— YOUR ASSIGNMENT —
Repeat only the stretch of lines below that runs from the line with "Good catch. Could" through the line with "app/preload.js", unaltered.

━━━ MATERIAL SUPPLIED ━━━

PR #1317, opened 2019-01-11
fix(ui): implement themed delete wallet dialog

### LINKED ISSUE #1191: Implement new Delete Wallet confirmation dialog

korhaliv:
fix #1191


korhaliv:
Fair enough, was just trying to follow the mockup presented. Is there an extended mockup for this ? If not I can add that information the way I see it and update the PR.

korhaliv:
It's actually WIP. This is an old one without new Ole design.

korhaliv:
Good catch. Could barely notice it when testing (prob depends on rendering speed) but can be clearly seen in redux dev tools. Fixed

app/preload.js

━━━
━━━ MATERIAL SUPPLIED ━━━

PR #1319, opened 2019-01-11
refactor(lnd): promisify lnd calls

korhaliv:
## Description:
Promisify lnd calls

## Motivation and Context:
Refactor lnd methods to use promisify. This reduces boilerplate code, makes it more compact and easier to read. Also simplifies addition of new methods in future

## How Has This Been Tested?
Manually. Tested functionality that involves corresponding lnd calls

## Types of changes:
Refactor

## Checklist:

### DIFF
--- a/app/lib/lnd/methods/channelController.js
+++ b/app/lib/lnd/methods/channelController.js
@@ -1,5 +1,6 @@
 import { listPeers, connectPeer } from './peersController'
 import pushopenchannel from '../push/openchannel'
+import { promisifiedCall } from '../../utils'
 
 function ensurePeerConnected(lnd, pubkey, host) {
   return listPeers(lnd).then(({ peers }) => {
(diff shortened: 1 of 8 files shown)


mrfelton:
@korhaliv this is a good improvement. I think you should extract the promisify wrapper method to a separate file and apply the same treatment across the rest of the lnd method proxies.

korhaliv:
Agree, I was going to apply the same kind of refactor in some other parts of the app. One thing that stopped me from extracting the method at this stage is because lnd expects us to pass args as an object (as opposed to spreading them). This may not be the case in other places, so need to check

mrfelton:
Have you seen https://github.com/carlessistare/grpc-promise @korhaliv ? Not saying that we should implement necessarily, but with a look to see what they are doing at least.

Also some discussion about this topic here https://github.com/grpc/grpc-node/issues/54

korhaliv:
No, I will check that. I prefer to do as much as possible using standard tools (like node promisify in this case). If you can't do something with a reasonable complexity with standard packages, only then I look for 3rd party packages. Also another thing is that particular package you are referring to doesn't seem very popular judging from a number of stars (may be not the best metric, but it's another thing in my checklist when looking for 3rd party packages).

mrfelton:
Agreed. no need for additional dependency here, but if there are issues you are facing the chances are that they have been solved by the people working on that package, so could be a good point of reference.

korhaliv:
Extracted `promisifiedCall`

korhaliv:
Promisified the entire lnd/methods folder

━━━
━━━ MATERIAL SUPPLIED ━━━

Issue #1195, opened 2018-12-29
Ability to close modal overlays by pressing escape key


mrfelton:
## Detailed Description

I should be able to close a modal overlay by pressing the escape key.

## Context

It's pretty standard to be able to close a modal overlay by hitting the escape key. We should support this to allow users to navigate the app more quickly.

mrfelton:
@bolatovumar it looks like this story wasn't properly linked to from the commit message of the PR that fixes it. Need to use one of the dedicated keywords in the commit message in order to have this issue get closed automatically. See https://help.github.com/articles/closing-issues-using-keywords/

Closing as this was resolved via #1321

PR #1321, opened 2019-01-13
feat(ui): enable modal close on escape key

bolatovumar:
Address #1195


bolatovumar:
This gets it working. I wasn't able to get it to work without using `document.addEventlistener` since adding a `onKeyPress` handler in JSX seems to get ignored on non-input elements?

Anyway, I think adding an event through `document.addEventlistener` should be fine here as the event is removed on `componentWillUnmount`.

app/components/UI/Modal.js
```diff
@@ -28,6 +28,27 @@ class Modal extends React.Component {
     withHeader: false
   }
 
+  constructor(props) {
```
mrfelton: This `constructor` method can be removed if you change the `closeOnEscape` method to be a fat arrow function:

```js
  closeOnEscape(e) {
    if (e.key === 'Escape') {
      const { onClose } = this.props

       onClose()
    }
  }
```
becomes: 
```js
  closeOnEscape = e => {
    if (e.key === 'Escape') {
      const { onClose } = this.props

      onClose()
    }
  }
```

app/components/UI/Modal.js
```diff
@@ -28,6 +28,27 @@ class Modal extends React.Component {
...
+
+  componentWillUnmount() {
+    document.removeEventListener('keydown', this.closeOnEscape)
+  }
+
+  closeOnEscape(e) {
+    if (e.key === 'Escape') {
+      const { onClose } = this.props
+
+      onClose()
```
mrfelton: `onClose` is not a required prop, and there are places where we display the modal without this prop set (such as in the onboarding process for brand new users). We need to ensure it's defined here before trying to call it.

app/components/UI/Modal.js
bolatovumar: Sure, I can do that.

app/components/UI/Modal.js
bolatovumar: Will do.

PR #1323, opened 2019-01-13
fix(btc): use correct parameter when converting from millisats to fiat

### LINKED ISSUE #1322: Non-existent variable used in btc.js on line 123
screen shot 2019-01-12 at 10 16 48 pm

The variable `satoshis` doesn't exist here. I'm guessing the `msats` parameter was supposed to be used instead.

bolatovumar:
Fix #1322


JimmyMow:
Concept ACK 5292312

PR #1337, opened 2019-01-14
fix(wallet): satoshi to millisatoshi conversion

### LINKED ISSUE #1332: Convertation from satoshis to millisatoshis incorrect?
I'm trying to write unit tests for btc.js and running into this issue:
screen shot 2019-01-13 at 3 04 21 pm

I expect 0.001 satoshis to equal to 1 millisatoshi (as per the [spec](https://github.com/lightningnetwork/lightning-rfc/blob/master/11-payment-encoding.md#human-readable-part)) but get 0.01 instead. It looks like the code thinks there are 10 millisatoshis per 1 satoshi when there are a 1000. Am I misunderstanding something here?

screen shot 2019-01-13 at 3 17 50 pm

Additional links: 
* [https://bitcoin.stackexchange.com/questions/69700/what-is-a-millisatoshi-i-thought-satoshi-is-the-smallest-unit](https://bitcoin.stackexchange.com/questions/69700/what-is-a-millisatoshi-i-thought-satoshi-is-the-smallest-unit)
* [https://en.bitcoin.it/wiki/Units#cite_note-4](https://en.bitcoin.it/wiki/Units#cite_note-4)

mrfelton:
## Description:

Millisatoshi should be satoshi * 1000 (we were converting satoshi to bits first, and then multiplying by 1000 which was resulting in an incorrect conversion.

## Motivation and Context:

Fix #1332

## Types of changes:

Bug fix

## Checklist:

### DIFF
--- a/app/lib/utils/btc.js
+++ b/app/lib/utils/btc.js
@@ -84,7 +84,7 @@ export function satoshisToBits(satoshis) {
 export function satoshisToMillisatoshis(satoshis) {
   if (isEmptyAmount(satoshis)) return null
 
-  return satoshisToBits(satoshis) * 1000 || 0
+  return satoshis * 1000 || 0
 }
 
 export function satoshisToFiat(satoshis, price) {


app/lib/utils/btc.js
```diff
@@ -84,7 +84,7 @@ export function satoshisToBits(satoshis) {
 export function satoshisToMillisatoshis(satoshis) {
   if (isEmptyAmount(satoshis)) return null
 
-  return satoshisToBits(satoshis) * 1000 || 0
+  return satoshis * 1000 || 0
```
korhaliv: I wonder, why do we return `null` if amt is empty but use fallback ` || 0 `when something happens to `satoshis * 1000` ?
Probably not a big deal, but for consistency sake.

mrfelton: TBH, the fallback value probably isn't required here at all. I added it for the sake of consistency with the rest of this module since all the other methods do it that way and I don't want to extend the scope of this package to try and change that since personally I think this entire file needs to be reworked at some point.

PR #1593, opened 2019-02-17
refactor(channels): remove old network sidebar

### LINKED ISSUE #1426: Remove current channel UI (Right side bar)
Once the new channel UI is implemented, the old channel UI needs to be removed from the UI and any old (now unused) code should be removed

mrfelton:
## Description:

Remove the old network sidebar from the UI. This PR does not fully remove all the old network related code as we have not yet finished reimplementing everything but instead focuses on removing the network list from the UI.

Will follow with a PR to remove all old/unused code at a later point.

━━━

— SOLUTION TO THIS EXERCISE —
Good catch. Could barely notice it when testing (prob depends on rendering speed) but can be clearly seen in redux dev tools. Fixed

app/preload.js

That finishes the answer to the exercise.